Bilgi Teknolojileri ve İletişim Kurumu Başkan Yardımcısı Dr. Ahmet Kılıç, siber saldırıların dikkatsiz davranıldığında toplumun tüm kesimlerini hedef aldığını ve engellemek için farkındalık oluşturmanın gerekli olduğunu belirtti. Bin 170 adet zararlı bağlantı olan site olduğunu ve bu siteleri yayınladıklarını kaydeden Kılıç, kişisel bilgilerin sosyal medyada ve diğer sitelerde yayınlandığını, bu bilgilerin kötü amaçlar için kullanılabileceğini hatırlatan Kılıç, "Araba motorundan çok yerli arama motoruna, tarayıcılara ihtiyacımız var. 15 Temmuz'da fiziki ortamda gerçekleştiremediklerini siber ortamda gerçekleştirmeye çalıştılar. 15 Temmuz'dan çok ders aldık. 15 Temmuz sonrasında siber saldırılarda ciddi artış oldu." dedi.

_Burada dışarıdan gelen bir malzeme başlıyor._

PR #12333, opened 2020-06-26
Format op_time JSON field in audit logs as RFC 3339

### LINKED ISSUE #11522: [Audit log]Should return stardard time string
What can we help you?
For both system level audit log api  and  project level   audit log api,

Current  time string  returned for example:
image

Expected:
image

nielsslot:
Fixes #11522 

Signed-off-by: Niels Slot <nielsslot@gmail.com>


wy65701436:
thanks for the PR, the root cause of the issue is the wrong format defined in the swagger, and it's fixed by https://github.com/goharbor/harbor/pull/12629. I'll close it and appreciate for the effort.

PR #12336, opened 2020-06-26
Require valid user to show version information on login page, move 'More info..' to About

JasonEverling:
A few minor cosmetic updates,

1. Moves the 'More Info...' link on the Login Form to the About-Dialog
2. Removes Version from About-Dialog, Requires valid user before being displayed


JasonEverling:
We want to use Harbor outside of our network and would like to expose it to the internet, this will at least make it harder for an attacker from knowing what version of Harbor running. I also moved the 'More Info' from the Login Form, I had users that kept clicking on it thinking it would give them different sign in options, it should be in About anyways because that is what it redirects to,

Thanks for considering!
Jason

PR #12337, opened 2020-06-27
feat: add p2p preheat policy model

chlins:

### DIFF
--- a/src/pkg/p2p/preheat/models/policy/policy.go
+++ b/src/pkg/p2p/preheat/models/policy/policy.go
@@ -1,0 +1,150 @@
+// Copyright Project Harbor Authors
+//
+// Licensed under the Apache License, Version 2.0 (the "License");
+// you may not use this file except in compliance with the License.
+// You may obtain a copy of the License at
+//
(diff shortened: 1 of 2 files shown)


src/pkg/p2p/preheat/models/policy/policy.go
```diff
@@ -0,0 +1,143 @@
...
+	FilterTypeLabel         FilterType = "label"
+
+	// trigger types
+	TriggerTypeManual     TriggerType = "manual"
+	TriggerTypeScheduled  TriggerType = "scheduled"
+	TriggerTypeEventBased TriggerType = "event_based"
+)
+
+// Policy defines p2p preheat policy
+type Policy struct {
```
steven-zou, line 47: policy.Policy? Do we have a better name?

How about ` policy.Object` \ `policy.Definition` \ `policy.Schema`? / policy.?

chlins: I think policy.Schema is good!

kofj:
LGTM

"Yerli ve milli ürünlerin sayısının artması gerekiyor"
TÜBİTAK BİLGEM Başkanı Prof. Dr. Hacı Ali Mantar ise, sosyal mühendisliğin yeni bir kavram olmadığını ve bilişim teknolojileri ile sınırlı olmadığını, insanlık tarihi boyunca var olduğunu ve devam edeceğini ifade etti. "Sosyal mühendislik çok da değişmemiştir. Amaç aynı, enstrümanlar değişmiştir. İnternetin hayatın her alanına girmiş olmasından dolayı sosyal mühendislik bu fırsatları çok iyi kullanıp amacına ulaşmak için çeşitli çalışmalar yapmaktadır. Birçok alanda internet kullanılmaktadır. Toplumdaki farkındalığın artırılması gerekiyor. Kişisel verilerin korunması kanununun çok önemli kazanımları olacak. Uygulandığında ciddi sorunlar çözülecek" diyen Prof. Dr. Mantar, güvenlik riskinin yüzde 95'nin insanların önemsiz olarak gördüğü hatalardan kaynaklandığını vurguladı. Yerli ve milli ürünlerin sayısının artmasının gerekliliğine dikkat çeken Mantar, sosyal medya platformlarının milli versiyonunu yapmanın mümkün olduğunu kaydetti.
İTÜ Bilgisayar Mühendisliği Öğretim Üyesi Prof. Dr. Eşref Adalı da "Bilişim Uzayında Dolandırıcılık" konulu sunumunda soygunların içeriden ve dışarıdan olmak üzere ikiye ayrıldığını ve yüzde 80'inin içeriden yüzde 20'sinin dışarıdan olduğunu kaydetti. İnternet bankacılığında bankanın adını tam yazarak siteye girilmesi gerektiğini belirten Adalı, arama motorundan aratıp bankanın sitesine girmenin yanlış olduğunu ve güvenliği tehdit ettiğini kaydetti.
Programın açılış bölümü teşekkür plaketi takdimiyle sona erdi.